I’m still experiencing this opsu crashing issue on NVIDIA 535.161.07, does anyone have any ideas of how I can get this issue looked into by NVIDIA, or any ideas for workarounds, or any extra logging I can provide to help with this?

I guess you should enable complete core dump so it’s included in the crash log. 'Please also provide an nvidia-bug-report.log taken after the crash.

Here is the full error I have received:

#
# A fatal error has been detected by the Java Runtime Environment:
#
#  SIGSEGV (0xb) at pc=0x0000790df9097ef4, pid=569494, tid=569495
#
# JRE version: OpenJDK Runtime Environment (11.0.22+7) (build 11.0.22+7-post-Ubuntu-0ubuntu222.04.1)
# Java VM: OpenJDK 64-Bit Server VM (11.0.22+7-post-Ubuntu-0ubuntu222.04.1, mixed mode, sharing, tiered, compressed oops, g1 gc, linux-amd64)
# Problematic frame:
# C  [libc.so.6+0x97ef4]  pthread_mutex_lock+0x4
#
# Core dump will be written. Default location: core.569494
#
# An error report file with more information is saved as:
# hs_err_pid569494.log
#
# If you would like to submit a bug report, please visit:
#   https://bugs.launchpad.net/ubuntu/+source/openjdk-lts
# The crash happened outside the Java Virtual Machine in native code.
# See problematic frame for where to report the bug.
#
[1]    569494 IOT instruction (core dumped)  /usr/lib/jvm/java-1.11.0-openjdk-amd64/bin/java -jar

The core dump is 1GB, I’ve 7zipped it to 60mb, you can rename it to .7z to extract it.

core.569494.zip (69.1 MB)

I ran opsu with core dumping enabled (ulimit -c unlimited) then I ran sudo nvidia-bug-report.sh to generate the nvidia-bug-report log:
nvidia-bug-report.log (7.2 MB)

If there’s any other information that might help, or if you have any ideas for workarounds, please let me know. Thank you for taking the time to respond.

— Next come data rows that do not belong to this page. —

PR #236, opened 2018-10-26
REPO-3944 Renditions: Disabling the local transform switch should not  disable the transform server

alandavis:
The ThumbnailService was not taking the newer RenditionService2 into account.


alandavis:
Also includes changes to TransformerDebug so we can see TransformerService requests and responses in the log.

alandavis:
https://bamboo.alfresco.com/bamboo/browse/PLAT-REP224-17 Green Build

PR #242, opened 2018-10-29
REPO-3972  doc to pdf is not sent to the Transform Service

alandavis:
The RemoteTransformClient was not sending the transform to the Transform Service because, the "pdf" rendition had an extra allowEnlargement option, which had been added in 6.1 EA3 as a way to force the conversion to use the ImageTransformationOptions sub class rather then TransformationOptions. While investigation this bug, it was found the type should have been SWFTransformationOptions, which had been incorrectly added in ACS 5.2

Green build: https://bamboo.alfresco.com/bamboo/browse/PLAT-REP263-UNIT-2

### DIFF
--- a/src/main/java/org/alfresco/repo/rendition2/TransformationOptionsConverter.java
+++ b/src/main/java/org/alfresco/repo/rendition2/TransformationOptionsConverter.java
@@ -112,7 +112,7 @@ public class TransformationOptionsConverter implements InitializingBean
 
     private static Set<String> PDF_OPTIONS = new HashSet<>(Arrays.asList(new String[]
             {
-                    PAGE, WIDTH, HEIGHT, ALLOW_ENLARGEMENT, MAINTAIN_ASPECT_RATIO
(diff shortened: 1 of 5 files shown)


src/main/java/org/alfresco/repo/rendition2/TransformationOptionsConverter.java
```diff
@@ -259,12 +264,19 @@ else if (IMAGE_OPTIONS.containsAll(subclassOptionNames) ||  PDF_OPTIONS.contains
                 }
             }
         }
+        else if (!hasOptions)
```
cristianturlica: If isPdfRendition is true then it will not execute this code, is that the intended behaviour? The comment states that it should be used by "pdf" rendition...

alandavis: Thanks, you are correct that there is something wrong here. I think the 'if check' is redundant. 

Re: comment about pdf, also see comment on line 185

PR #263, opened 2018-11-02
APPSREPO-549 : [3.1]CLONE - Error when Declare Record Rule has "Hide" selected

constantinpopa10:
- small fix to prevent IndexOutOfBoundsException when generating RecordCreatedEvent for records that have been hidden on creation


constantinpopa10:
A test has been added on the sync AMP codebase:
See test **test007GenerateRecordCreatedEvent_WithoutSecondaryAssociations()** in file
https://git.alfresco.com/alfresco-services/dsync-services/blob/master/alfresco-device-sync-repo/src/test/java/org/alfresco/repo/events/SyncEventsServiceImplTest.java

constantinpopa10:
A fix for this issue already exists in the Sync service amp, but a fix also needs to exist in repository, for the cases when ACS runs with RM but without the Sync  amp.

PR #271, opened 2018-11-07
MNT-20139: CmisConnector returns wrong values for changeLogToken and hasMoreItems

aforascu:
- ensure that the returned token is always updated, also when there are no more items. The next token was set to null in that case, even though there might be (maxItems-1) results.
- added Junit


derekhulley:
@vzorge this is going into the code line today.

PR #272, opened 2018-11-08
Feature/REPO: 3882 Support username password authentication

eknizat:
* Implement new authentication component which authenticates users by obtaining an access token using user's credentials 
* Add keycloak-authz-client dependecy

### DIFF
--- a/src/main/java/org/alfresco/repo/security/authentication/identityservice/IdentityServiceAuthenticationComponent.java
+++ b/src/main/java/org/alfresco/repo/security/authentication/identityservice/IdentityServiceAuthenticationComponent.java
@@ -28,40 +28,44 @@ package org.alfresco.repo.security.authentication.identityservice;
 import org.alfresco.repo.management.subsystems.ActivateableBean;
 import org.alfresco.repo.security.authentication.AbstractAuthenticationComponent;
 import org.alfresco.repo.security.authentication.AuthenticationException;
-import org.alfresco.util.PropertyCheck;
 import org.apache.commons.logging.Log;
 import org.apache.commons.logging.LogFactory;
 import org.keycloak.authorization.client.AuthzClient;
 import org.keycloak.authorization.client.util.HttpResponseException;
-import org.springframework.beans.factory.InitializingBean;
 
 /**
  *
  * Authenticates a user against Keycloak.
  * Keycloak's {@link AuthzClient} is used to retrieve an access token for the provided user credentials,
  * user is set as the current user if the user's access token can be obtained.
+ * <br>
+ * The AuthzClient can be null in which case this authenticator will just fall through to the next one in the chain.
  *
  */
-public class IdentityServiceAuthenticationComponent extends AbstractAuthenticationComponent implements InitializingBean,
-        ActivateableBean
+public class IdentityServiceAuthenticationComponent extends AbstractAuthenticationComponent implements ActivateableBean
 {
     private final Log logger = LogFactory.getLog(IdentityServiceAuthenticationComponent.class);
     private AuthzClient authzClient;
     private boolean active;
 
-    public void setKeycloakAuthzClient(AuthzClient keycloakAuthzClient)
+    public void setAuthenticatorAuthzClient(AuthzClient authenticatorAuthzClient)
     {
-        this.authzClient = keycloakAuthzClient;
-    }
-
-    @Override
-    public void afterPropertiesSet() throws Exception
-    {
-        PropertyCheck.mandatory(this, "authzClient", authzClient);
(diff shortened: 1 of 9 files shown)


src/main/java/org/alfresco/repo/security/authentication/identityservice/IdentityServiceAuthenticationComponent.java
```diff
@@ -0,0 +1,104 @@
...
+    @Override
+    public boolean isActive()
+    {
+        return active;
+    }
+
+    @Override
+    protected boolean implementationAllowsGuestLogin()
+    {
+        return true;
```
killerboot: We might need to have this configurable.
Guest logins are configurable in other auth subsystems.

src/main/resources/alfresco/subsystems/Authentication/identity-service/identity-service-authentication-context.xml
```diff
@@ -18,6 +15,21 @@
...
+      <property name="authenticatorAuthzClient">
+         <ref bean="authenticatorAuthzClient"/>
+      </property>
+   </bean>
+
+   <bean name="authenticatorAuthzClient" class="org.alfresco.repo.security.authentication.identityservice.AuthenticatorAuthzClientFactoryBean">
+      <property name="identityServiceConfig">
+         <ref bean="identityServiceConfig" />
+      </property>
+      <property name="disabled">
```
killerboot: It is minor, but I think it is better to have a usual "enabled" flag as opposing to "disabled" flag.

src/test/java/org/alfresco/repo/security/SecurityTestSuite.java
```diff
@@ -102,6 +103,7 @@ public static Test suite()
 
 		suite.addTestSuite(DefaultRemoteUserMapperTest.class);
 		suite.addTestSuite(IdentityServiceRemoteUserMapperTest.class);
+        suite.addTest(new JUnit4TestAdapter(IdentityServiceAuthenticationComponentTest.class));
```
killerboot: Does it need extra whitespaces?

src/test/java/org/alfresco/repo/security/authentication/identityservice/IdentityServiceAuthenticationComponentTest.java
```diff
@@ -0,0 +1,105 @@
...
+    private IdentityServiceAuthenticationComponent authComponent = new IdentityServiceAuthenticationComponent();
+    AuthenticationContext authenticationContext;
+
+    @Mock
+    AuthzClient mockAuthzClient;
+
+    @Before
+    public void setUp()
+    {
+
```
killerboot: Whiteline not required

src/test/java/org/alfresco/repo/security/authentication/identityservice/IdentityServiceAuthenticationComponentTest.java
```diff
@@ -0,0 +1,105 @@
...
+import org.springframework.context.ApplicationContext;
+
+import static org.junit.Assert.assertEquals;
+import static org.mockito.Mockito.when;
+
+@RunWith(MockitoJUnitRunner.class)
+public class IdentityServiceAuthenticationComponentTest
+{
+
+    ApplicationContext ctx = ApplicationContextHelper.getApplicationContext();
```
killerboot: Can you please use org.alfresco.util.BaseSpringTest as a parent instead.
I think we should avoid using ApplicationContextHelper, see my suggested #181

src/main/java/org/alfresco/repo/security/authentication/identityservice/IdentityServiceAuthenticationComponent.java
eknizat: I think it would still be configurable as the abstract class has the same flag which takes precedence over the implementation flag. Not sure why that this is actually there but I added it anyway in case it is used somewhere. I'v also added it into the subsystem properties.

src/test/java/org/alfresco/repo/security/authentication/identityservice/IdentityServiceAuthenticationComponentTest.java
```diff
@@ -0,0 +1,123 @@
...
+    @After
+    public void tearDown()
+    {
+        authenticationContext.clearCurrentSecurityContext();
+    }
+
+    @Test ( expected=AuthenticationException.class)
+    public void testAuthenticationFail()
+    {
+
```
andrei-rebegea: empty line. my view is that it is not required

PR #1031, opened 2020-06-03
MNT-21487: Switch from smaller schemas jar (poi-ooxml-schemas) to the full jar (ooxml-schemas)

amohammedalfresco:
- Replace `poi-ooxml-schemas` with  `ooxml-schemas`


pom.xml
```diff
@@ -527,6 +527,17 @@
...
+                <exclusion>
+                    <groupId>org.apache.poi</groupId>
+                    <artifactId>poi-ooxml-schemas</artifactId>
+                </exclusion>
+            </exclusions>
+        </dependency>
+        <dependency>
+            <groupId>org.apache.poi</groupId>
+            <artifactId>ooxml-schemas</artifactId>
+            <version>1.4</version>
```
alandavis, line 540: I note we updated the version of POI in https://github.com/Alfresco/alfresco-repository/pull/644/files recently. Should this be the same version? If nothing else the 1.4 should be defined in a <dependency.xxx.version>.

The other thing to check is if the inclusion introduces any vulnerabilities (check WhiteSource).

amohammedalfresco: I believe the latest poi and ooxml-schemas versions are good to be used but unfortunately the version convention is quite different for them.  I've defined `ooxml-schemas` dependency variable.  The WhiteSource scan reported no issues/voilations and passed as expected (report attached to the ticket).

PR #1046, opened 2020-06-12
ACS-306: ACS Repository: V1 Rest API for content direct access urls

cristianturlica:
- added alfresco.content.directAccessUrl.expiryTime.seconds property to allow the configuration of the direct access url expiry time
   - changed getDirectAccessUrl method signature to allow the successful execution of the acl interceptor
   - moved get content data to it's own method so it can be easily reused
   - updated test

### DIFF
--- a/src/main/java/org/alfresco/service/cmr/repository/ContentService.java
+++ b/src/main/java/org/alfresco/service/cmr/repository/ContentService.java
@@ -163,8 +163,8 @@ public interface ContentService extends ContentTransformService
      * @param expiryTime
      *            the expiration time in milliseconds of the direct access url. This
      *            is the length of time in milliseconds that the link is valid for.
-     * @return A direct access URL for a binary content or empty string if not
-     *         supported
+     * @return A direct access URL for a binary content or returns null if there is
+     *         no binary content for the node or empty string if not supported
      */
     @Auditable(parameters = {"nodeRef", "expiryTime"})
     public String getDirectAccessUrl(NodeRef nodeRef, int expiryTime);
--- a/src/main/java/org/alfresco/service/cmr/repository/ContentService.java
+++ b/src/main/java/org/alfresco/service/cmr/repository/ContentService.java
@@ -157,9 +157,10 @@ public interface ContentService extends ContentTransformService
      * Gets a presigned URL to directly access a binary content. It is up to the content store
      * if it can fulfil this request with an expiry time or not.
      *
-     * @param contentUrl A content store URL
+     * @param nodeRef a reference to a node having a content property
      * @param expiryTime Expiration time in milliseconds 
      * @return A direct access URL for a binary content or empty string if not supported
      */
-    public String getDirectAccessUrl(String contentUrl, int expiryTime);
+    @Auditable(parameters = {"nodeRef", "expiryTime"})
+    public String getDirectAccessUrl(NodeRef nodeRef, int expiryTime);
 }
--- a/src/main/java/org/alfresco/service/cmr/repository/ContentService.java
+++ b/src/main/java/org/alfresco/service/cmr/repository/ContentService.java
@@ -154,12 +154,17 @@ public interface ContentService extends ContentTransformService
     public ContentWriter getTempWriter();
 
     /**
-     * Gets a presigned URL to directly access a binary content. It is up to the content store
-     * if it can fulfil this request with an expiry time or not.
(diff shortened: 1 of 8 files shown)


src/main/resources/alfresco/repository.properties
```diff
@@ -1327,4 +1327,8 @@ system.delete_not_exists.batchsize=100000
 system.delete_not_exists.delete_batchsize=1000
 system.delete_not_exists.read_only=false
 system.delete_not_exists.timeout_seconds=-1
-system.prop_table_cleaner.algorithm=V2
\ No newline at end of file
+system.prop_table_cleaner.algorithm=V2
+
+# Configure the expiration time of the direct access url.
+# Note: It is up to the actual ContentStore implementation if it can fulfil this request or not.
+alfresco.content.directAccessUrl.expiryTime.seconds=-1
```
ancutam, line 1334: What does `-1` mean? No expiry time?

src/main/java/org/alfresco/service/cmr/repository/ContentService.java
```diff
@@ -157,9 +157,10 @@ public ContentWriter getWriter(NodeRef nodeRef, QName propertyQName, boolean upd
      * Gets a presigned URL to directly access a binary content. It is up to the content store
      * if it can fulfil this request with an expiry time or not.
      *
-     * @param contentUrl A content store URL
+     * @param nodeRef a reference to a node having a content property
      * @param expiryTime Expiration time in milliseconds
```
gavincornwell, line 161: I think we need to be a little clearer with the explanation of the expiryTime parameter. Is it the time in epoch seconds when the link expires or the length of time in milliseconds that the link is valid for?

src/main/resources/alfresco/repository.properties
gavincornwell: I don't think it should be possible to get a link that never expires (not even sure the AWS API allows for that) so we should have a reasonable default i.e. 24 hours?

src/main/java/org/alfresco/service/cmr/repository/ContentService.java
cristianturlica: The length of time in milliseconds that the link is valid for. I will update the description.

src/main/resources/alfresco/repository.properties
cristianturlica: The initial intent was that -1 - would imply not set and allowed for each connecter default to be used. But I can change it to 24 hours.

cristianturlica: Amazon sdk has something similar and defaults to 15 minutes if not set...

cristianturlica: Set to 86400 seconds (24 hours)

src/main/java/org/alfresco/service/cmr/repository/ContentService.java
```diff
@@ -154,12 +154,18 @@ public ContentWriter getWriter(NodeRef nodeRef, QName propertyQName, boolean upd
...
-     * @param contentUrl A content store URL
-     * @param expiryTime Expiration time in milliseconds 
-     * @return A direct access URL for a binary content or empty string if not supported
+     * @param nodeRef
+     *            a reference to a node having a content property
+     * @param expiryTime
+     *            the expiration time in milliseconds of the direct access url. This
+     *            is the length of time in milliseconds that the link is valid for.
+     * @return A direct access URL for a binary content or empty string if not
+     *         supported
```
ancutam, line 167: or returns `null` if there is no binary content for the node

DenisGabriela: The AWS API generates an URL even though there is no binary content on the given path.

ancutam: Our ContentService returns null though.

DenisGabriela: You're right. I was thinking of binary content in s3.

src/main/resources/alfresco/repository.properties
cristianturlica: Updated to 28800 (8 hours) - after talking with Alex Lee

src/main/java/org/alfresco/service/cmr/repository/ContentService.java
cristianturlica: Change done, good catch.

PR #1047, opened 2020-06-12
Feature/repo 5204 revert download event

cmshields:


src/main/java/org/alfresco/opencmis/CMISConnector.java
```diff
@@ -1824,6 +1815,8 @@ public Event prepareEvent(String user, String networkId, String transactionId)
                 }
             }
         });
+
+
```
SaraAspery, line 1819: extra blank line

PR #1015, opened 2020-05-26
REPO-4334 Move metadata extraction into T-Engines

alandavis:
- ContentMetadataExtracter (the Action service Executer):
  - Code refactored so that post processing of extracted properties can be called after a
    transform has taken place in an async call. Previously done in the same Thread.
  - The source size is passed to the metadataExtracterRegistry as this is needed to select
    the transform.
  - Passes the source nodeRef to the metadataExtractor, so that it is possible to update
    the correct node after the async transform call.
- AbstractMappingMetadataExtracter (the base class for all extractors):
  - Post extract processing extracted into separate methods.
  - NodeRef made available to sub classes.
- AsynchronousExtractor (new metadata extractor and embedder) that will use
  a T-Engine.
- Set targetExtension in transform for metadata extract and embed requests to T-Engines
   in both LocalTransforms (community) and RenditionEventProducer (enterprise).
- RenditionService2Impl (used to request and respond to async transform requests).
  - Add consumeExtractedMetadata and consumeEmbeddedMetadata methods, which
    handle the response, normally be calling AsynchronousExtractor.
- Discovered that the JodConverterMetadataExtracter was superseded by the
  TikaPoweredMetadataExtracter for all the types that it support in 6.0.1 and could have been
  deprecated at that time as part of REPO-2910. It will now be deprecated so that it can be
  removed in 7.0.0.

Additional tests are being added to AsynchronousExtractorTest for overwritePolicy, enableStringTagging and carryAspectProperties in a separate PR.

PR #1051, opened 2020-06-17
REPO-4334 ThumbnailService needs its own transaction in RetryingTransactionHelper to avoid invalidating parent transaction

alandavis:
ThumbnailServiceImpl change reviewed by Stefan, while being written.

Branched from feature/REPO-4334_metadata hence all the other files. These were reviewed as part of https://github.com/Alfresco/alfresco-repository/pull/1015/ which has been merged and reverted, because of a failure found in acs-packaging.


alandavis:
It is a bug, but there is too much fall out from code that has tried to cope with the bug.

PR #1053, opened 2020-06-19
WIP: REPO-5212 Fix async metadata fallout.

alandavis:
As a result of making metadata extractors async #1015, we encountered CMIS TAS test failures in packaging projects related to failing to create thumbnails when uploading new content.

It has been possible to fix these by making the code that creates thumbnails for CMIS async too. This had already been done for Share and V1 uploads, but CMIS appears to have been missed.

However, this has had a knock on affect on tests for the deprecated ThumbnailService.

When reviewing this commit, please only look at the changes NOT in #1054 . A file list will be added prior to review as the change list currently includes files from that PR.


alandavis:
Closing as code has been moved to new projcets

PR #1081, opened 2020-07-06
REPO-5235: Use unforked tika

eknizat:
* Use latest unforked Tika version and exclude the forked version from alfresco-model.
* Bring back the old fix done in https://fisheye.alfresco.com/changelog/alfresco-enterprise?cs=103763

### DIFF
--- a/src/main/java/org/alfresco/repo/content/metadata/TikaAutoMetadataExtracter.java
+++ b/src/main/java/org/alfresco/repo/content/metadata/TikaAutoMetadataExtracter.java
@@ -70,6 +70,8 @@ public class TikaAutoMetadataExtracter extends TikaPoweredMetadataExtracter
     private static TikaConfig config;
     private static String EXIF_IMAGE_HEIGHT_TAG = "Exif Image Height";
     private static String EXIF_IMAGE_WIDTH_TAG = "Exif Image Width";
+    private static String NEW_EXIF_IMAGE_HEIGHT_TAG = "Exif SubIFD:Exif Image Height";
+    private static String NEW_EXIF_IMAGE_WIDTH_TAG = "Exif SubIFD:Exif Image Width";
     private static String JPEG_IMAGE_HEIGHT_TAG = "Image Height";
     private static String JPEG_IMAGE_WIDTH_TAG = "Image Width";
     private static String COMPRESSION_TAG = "Compression";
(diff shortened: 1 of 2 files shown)


montgolfiere:
I assume this means we can also resolve MNT-19477 (cc @ancutam ) ?

ancutam:
@eknizat @montgolfiere I was looking at https://issues.alfresco.com/jira/browse/REPO-1293, which mentions an attempt to revert a tika related patch in repo (https://issues.alfresco.com/jira/browse/MNT-13920), which didn't happen because of another bug (https://issues.apache.org/jira/browse/TIKA-2630).
Did you try a _full revert_ of changes done in MNT-13920 (the old fix mentioned in the PR description). The issue is covered by tests so it should be _easy_ to see if it fails without the initial fix.

src/main/java/org/alfresco/repo/content/metadata/TikaAutoMetadataExtracter.java
```diff
@@ -68,8 +68,8 @@
     protected static Log logger = LogFactory.getLog(TikaAutoMetadataExtracter.class);
     private static AutoDetectParser parser;
     private static TikaConfig config;
-    private static String EXIF_IMAGE_HEIGHT_TAG = "Exif Image Height";
-    private static String EXIF_IMAGE_WIDTH_TAG = "Exif Image Width";
+    private static String EXIF_IMAGE_HEIGHT_TAG = "Exif SubIFD:Exif Image Height";
+    private static String EXIF_IMAGE_WIDTH_TAG = "Exif SubIFD:Exif Image Width";
     private static String JPEG_IMAGE_HEIGHT_TAG = "Image Height";
     private static String JPEG_IMAGE_WIDTH_TAG = "Image Width";
     private static String COMPRESSION_TAG = "Compression";
```
ancutam, line 75: COMPRESSION_TAG is not used anymore.

eknizat:
> @eknizat @montgolfiere I was looking at https://issues.alfresco.com/jira/browse/REPO-1293, which mentions an attempt to revert a tika related patch in repo (https://issues.alfresco.com/jira/browse/MNT-13920), which didn't happen because of another bug (https://issues.apache.org/jira/browse/TIKA-2630).
> Did you try a _full revert_ of changes done in MNT-13920 (the old fix mentioned in the PR description). The issue is covered by tests so it should be _easy_ to see if it fails without the initial fix.

Yes, some test fails if the TikaAutoMetadataExtracter.extractSpecific() method is not overridden, in which case the "tiff:ImageLength" and "tiff:ImageWidth " values are equivalent to the "Exif..." values. From what I can tell in that test, they should be equivalent to the "Image Height" and "Image Width" instead.

eknizat:
> LGTM.
> Did we double-check that we do not have any changes in our fork on
> https://github.com/Alfresco/alfresco-tika
> that are not yet part of the official Tika?

Seems that all changes are in according to https://github.com/apache/tika/compare/master...Alfresco:master

PR #1101, opened 2020-07-15
REPO-5094: Allow switching between existing content store subsystems

ancutam:
* Update `CryptodocSwitchableApplicationContextFactory` to accept switching (via JMX) between existing content store subsystems, not just based on plain bean names.
* Added `EncryptedContentStoreChildApplicationContextFactory` as an extension of `ChildApplicationContextFactory` with support to specify if the content store in the subsystem is encrypted or not.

Please load the core dump into gdb
gdb -c core.569494
and then use bt to display the backtrace. Please c/p that into your post.

Not sure how useful this is, it doesn’t look too useful to me:

 gdb -c core.569494 
GNU gdb (Ubuntu 12.1-0ubuntu1~22.04) 12.1
Copyright (C) 2022 Free Software Foundation, Inc.
License GPLv3+: GNU GPL version 3 or later <http://gnu.org/licenses/gpl.html>
This is free software: you are free to change and redistribute it.
There is NO WARRANTY, to the extent permitted by law.
Type "show copying" and "show warranty" for details.
This GDB was configured as "x86_64-linux-gnu".
Type "show configuration" for configuration details.
For bug reporting instructions, please see:
<https://www.gnu.org/software/gdb/bugs/>.
Find the GDB manual and other documentation resources online at:
    <http://www.gnu.org/software/gdb/documentation/>.

For help, type "help".
Type "apropos word" to search for commands related to "word".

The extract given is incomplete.